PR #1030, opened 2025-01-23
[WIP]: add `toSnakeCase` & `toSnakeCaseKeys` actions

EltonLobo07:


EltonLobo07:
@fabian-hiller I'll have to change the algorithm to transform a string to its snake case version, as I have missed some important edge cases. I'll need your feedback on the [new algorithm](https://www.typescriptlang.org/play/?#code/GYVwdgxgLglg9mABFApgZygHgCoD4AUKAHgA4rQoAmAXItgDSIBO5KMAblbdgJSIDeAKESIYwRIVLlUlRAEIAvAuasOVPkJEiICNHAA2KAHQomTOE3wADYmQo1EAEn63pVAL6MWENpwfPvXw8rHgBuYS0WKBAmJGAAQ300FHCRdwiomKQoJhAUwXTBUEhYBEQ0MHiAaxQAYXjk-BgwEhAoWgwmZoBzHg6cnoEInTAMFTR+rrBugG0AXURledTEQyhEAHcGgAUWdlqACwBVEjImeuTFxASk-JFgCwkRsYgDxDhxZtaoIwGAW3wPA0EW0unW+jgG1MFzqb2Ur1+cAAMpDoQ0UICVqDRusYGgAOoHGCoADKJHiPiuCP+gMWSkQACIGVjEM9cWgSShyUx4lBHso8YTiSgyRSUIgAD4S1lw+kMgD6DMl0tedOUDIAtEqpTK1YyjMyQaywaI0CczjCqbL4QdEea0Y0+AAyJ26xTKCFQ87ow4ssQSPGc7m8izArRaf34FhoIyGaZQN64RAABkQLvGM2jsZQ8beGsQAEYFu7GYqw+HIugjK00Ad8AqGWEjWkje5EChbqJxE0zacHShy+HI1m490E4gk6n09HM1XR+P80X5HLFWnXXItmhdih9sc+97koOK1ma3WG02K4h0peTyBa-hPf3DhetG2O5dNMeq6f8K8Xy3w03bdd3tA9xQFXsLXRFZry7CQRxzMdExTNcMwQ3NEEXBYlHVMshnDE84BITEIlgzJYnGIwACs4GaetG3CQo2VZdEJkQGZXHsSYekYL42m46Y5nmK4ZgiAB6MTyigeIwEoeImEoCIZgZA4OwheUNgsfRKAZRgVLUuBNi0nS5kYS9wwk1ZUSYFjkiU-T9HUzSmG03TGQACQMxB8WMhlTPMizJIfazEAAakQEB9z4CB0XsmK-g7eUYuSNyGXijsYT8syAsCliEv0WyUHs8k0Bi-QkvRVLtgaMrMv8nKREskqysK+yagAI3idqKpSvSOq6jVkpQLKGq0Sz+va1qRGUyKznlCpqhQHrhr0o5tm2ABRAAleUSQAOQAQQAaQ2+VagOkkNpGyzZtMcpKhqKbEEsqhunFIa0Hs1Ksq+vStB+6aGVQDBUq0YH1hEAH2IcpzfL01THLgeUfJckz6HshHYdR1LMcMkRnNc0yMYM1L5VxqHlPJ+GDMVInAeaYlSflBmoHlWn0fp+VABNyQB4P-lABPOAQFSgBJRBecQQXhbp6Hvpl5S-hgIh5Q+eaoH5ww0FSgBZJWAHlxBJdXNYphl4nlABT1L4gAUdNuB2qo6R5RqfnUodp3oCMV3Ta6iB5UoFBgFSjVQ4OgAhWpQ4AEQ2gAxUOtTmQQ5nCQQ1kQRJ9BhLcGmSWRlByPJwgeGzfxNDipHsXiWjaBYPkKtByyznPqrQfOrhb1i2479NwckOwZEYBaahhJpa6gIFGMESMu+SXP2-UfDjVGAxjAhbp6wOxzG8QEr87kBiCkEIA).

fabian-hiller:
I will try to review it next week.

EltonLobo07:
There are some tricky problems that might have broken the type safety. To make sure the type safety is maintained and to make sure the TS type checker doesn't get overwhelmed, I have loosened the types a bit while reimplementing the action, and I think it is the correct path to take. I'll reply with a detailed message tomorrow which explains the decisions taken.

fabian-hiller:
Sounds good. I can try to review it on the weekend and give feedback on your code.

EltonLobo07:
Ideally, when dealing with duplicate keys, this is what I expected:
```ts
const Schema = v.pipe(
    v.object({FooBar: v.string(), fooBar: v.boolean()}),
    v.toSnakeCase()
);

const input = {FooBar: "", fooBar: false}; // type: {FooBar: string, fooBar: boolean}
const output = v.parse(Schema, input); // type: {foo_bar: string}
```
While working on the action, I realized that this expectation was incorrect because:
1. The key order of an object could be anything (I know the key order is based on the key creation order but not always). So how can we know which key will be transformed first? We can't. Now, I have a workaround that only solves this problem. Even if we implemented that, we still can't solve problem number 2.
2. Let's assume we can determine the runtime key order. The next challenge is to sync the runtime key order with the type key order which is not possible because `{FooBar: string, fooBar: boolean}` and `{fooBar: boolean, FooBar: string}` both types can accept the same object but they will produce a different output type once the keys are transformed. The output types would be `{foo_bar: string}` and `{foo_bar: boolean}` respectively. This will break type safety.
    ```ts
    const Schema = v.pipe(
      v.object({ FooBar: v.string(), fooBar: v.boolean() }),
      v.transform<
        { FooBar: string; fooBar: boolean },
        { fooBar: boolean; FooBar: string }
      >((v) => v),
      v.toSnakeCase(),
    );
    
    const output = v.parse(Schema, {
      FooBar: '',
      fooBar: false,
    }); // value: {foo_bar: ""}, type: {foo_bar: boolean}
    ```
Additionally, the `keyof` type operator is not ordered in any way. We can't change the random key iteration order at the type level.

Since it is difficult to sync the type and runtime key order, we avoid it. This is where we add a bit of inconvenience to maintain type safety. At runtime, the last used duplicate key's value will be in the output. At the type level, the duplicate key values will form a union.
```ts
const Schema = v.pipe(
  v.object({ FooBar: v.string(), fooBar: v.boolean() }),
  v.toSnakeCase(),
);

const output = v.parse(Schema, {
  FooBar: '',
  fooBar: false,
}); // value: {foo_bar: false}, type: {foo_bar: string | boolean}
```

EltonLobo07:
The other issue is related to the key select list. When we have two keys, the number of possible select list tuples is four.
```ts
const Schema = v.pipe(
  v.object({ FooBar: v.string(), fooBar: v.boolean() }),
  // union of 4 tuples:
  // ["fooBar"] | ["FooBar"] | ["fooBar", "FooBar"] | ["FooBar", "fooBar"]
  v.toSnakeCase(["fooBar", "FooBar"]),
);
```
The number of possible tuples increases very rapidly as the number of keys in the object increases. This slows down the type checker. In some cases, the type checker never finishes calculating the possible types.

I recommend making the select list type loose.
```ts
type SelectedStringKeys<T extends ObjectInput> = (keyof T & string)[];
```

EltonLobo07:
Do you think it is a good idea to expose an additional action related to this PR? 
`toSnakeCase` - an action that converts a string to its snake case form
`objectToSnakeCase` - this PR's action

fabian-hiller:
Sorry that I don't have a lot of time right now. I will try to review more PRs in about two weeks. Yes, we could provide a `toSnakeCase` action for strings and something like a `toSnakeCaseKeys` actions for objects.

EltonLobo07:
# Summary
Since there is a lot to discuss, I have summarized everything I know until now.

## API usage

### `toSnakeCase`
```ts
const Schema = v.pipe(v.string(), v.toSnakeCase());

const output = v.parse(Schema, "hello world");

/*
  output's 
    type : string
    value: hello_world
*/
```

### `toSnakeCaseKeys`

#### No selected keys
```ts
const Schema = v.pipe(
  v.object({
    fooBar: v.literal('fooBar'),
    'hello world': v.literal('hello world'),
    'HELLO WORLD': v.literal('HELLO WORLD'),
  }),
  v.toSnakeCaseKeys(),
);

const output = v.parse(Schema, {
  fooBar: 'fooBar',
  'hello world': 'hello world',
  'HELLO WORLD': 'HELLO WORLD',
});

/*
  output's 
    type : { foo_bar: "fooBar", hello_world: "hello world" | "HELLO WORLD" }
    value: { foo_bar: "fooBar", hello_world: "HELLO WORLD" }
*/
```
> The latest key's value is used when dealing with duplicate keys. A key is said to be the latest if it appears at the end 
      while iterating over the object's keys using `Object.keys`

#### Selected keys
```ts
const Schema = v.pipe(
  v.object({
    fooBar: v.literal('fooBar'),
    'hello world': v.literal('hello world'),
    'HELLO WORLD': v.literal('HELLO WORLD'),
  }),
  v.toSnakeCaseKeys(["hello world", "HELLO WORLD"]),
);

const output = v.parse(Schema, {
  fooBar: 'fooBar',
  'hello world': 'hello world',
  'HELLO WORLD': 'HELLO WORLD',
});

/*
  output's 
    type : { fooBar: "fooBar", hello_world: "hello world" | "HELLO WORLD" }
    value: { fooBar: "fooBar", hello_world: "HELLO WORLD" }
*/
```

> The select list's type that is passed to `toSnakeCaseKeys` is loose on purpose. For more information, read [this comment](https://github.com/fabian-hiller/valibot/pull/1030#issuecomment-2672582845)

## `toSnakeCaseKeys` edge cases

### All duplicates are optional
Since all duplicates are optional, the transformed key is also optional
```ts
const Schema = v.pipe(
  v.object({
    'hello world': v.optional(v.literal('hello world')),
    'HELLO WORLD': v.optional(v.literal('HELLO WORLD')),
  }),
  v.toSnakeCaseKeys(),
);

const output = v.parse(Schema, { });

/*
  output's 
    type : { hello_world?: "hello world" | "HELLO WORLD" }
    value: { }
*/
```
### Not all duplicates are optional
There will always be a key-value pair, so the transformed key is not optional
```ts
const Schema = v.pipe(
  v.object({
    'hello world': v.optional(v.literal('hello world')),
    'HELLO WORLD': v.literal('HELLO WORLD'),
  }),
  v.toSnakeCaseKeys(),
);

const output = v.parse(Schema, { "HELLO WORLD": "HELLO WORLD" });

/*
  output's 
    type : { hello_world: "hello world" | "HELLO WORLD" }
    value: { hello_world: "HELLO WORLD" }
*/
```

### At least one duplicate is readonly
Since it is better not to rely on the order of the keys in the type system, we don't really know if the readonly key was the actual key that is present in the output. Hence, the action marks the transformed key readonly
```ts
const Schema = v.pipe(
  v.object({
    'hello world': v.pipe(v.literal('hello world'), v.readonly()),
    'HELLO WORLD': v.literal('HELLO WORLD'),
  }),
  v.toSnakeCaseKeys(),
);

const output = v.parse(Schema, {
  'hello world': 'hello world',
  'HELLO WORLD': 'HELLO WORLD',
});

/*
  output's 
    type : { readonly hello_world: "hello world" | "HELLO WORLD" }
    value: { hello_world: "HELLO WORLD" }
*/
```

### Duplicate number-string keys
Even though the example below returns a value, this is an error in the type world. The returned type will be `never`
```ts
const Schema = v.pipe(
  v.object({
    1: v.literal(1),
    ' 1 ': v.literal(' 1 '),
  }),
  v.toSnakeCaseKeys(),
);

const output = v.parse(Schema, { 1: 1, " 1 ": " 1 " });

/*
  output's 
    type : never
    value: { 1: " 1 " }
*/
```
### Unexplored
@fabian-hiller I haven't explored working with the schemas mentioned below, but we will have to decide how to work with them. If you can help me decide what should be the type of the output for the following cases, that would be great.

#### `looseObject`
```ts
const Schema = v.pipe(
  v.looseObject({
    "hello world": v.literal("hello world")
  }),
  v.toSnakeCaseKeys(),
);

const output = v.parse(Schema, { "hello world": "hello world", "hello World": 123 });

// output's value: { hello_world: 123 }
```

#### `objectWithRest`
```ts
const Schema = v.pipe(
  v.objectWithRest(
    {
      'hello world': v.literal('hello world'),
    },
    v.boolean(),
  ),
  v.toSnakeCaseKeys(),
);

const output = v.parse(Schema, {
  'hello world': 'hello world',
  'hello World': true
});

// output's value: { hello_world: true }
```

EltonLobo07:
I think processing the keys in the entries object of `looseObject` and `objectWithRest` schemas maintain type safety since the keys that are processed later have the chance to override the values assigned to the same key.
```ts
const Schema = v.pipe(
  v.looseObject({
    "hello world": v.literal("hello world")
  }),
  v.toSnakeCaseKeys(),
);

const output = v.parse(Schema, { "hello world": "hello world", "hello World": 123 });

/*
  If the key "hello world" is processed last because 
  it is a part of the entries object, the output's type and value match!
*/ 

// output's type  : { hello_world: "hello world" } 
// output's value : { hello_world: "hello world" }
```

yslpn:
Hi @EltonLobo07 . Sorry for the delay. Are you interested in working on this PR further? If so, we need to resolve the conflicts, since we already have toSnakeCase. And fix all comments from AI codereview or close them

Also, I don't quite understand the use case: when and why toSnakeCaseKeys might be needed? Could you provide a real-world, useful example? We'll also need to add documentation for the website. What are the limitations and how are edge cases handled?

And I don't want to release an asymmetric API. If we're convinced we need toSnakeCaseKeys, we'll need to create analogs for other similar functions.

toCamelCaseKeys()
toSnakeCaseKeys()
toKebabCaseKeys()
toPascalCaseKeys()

☆ ☆ ☆ ☆ ☆

* **TASK GOAL**: Could you filter the entries above for lines holding the string "always" and copy them?

* **REPLY TO THE TASK**:
1. The key order of an object could be anything (I know the key order is based on the key creation order but not always). So how can we know which key will be transformed first? We can't. Now, I have a workaround that only solves this problem. Even if we implemented that, we still can't solve problem number 2.
There will always be a key-value pair, so the transformed key is not optional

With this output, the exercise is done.